● **WHAT THE EXERCISE ASKS**: The lines below that include the word "auto" are to be reported.

[Collected data entries]
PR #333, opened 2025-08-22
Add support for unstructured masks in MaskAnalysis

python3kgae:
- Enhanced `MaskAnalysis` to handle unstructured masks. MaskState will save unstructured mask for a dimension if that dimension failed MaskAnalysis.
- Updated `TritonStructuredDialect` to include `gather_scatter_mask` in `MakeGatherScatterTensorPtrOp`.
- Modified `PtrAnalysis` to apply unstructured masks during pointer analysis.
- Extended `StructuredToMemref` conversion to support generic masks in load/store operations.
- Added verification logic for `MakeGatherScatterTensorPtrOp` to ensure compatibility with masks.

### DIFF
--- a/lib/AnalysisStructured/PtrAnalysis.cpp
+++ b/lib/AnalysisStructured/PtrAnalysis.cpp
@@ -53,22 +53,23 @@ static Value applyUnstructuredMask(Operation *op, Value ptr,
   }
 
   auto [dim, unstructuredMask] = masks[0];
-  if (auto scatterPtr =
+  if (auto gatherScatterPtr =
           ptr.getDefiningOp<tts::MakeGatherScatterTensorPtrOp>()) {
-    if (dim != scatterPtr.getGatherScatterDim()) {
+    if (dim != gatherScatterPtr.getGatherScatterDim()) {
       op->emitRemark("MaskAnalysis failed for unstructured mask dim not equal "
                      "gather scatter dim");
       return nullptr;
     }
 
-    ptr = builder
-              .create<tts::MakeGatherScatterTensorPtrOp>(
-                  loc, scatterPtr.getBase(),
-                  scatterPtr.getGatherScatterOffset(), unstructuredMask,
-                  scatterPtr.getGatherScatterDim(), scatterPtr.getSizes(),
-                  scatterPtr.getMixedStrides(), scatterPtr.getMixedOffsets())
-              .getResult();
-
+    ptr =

● **SOLUTION TO THE PROBLEM**:
   auto [dim, unstructuredMask] = masks[0];
-  if (auto scatterPtr =
+  if (auto gatherScatterPtr =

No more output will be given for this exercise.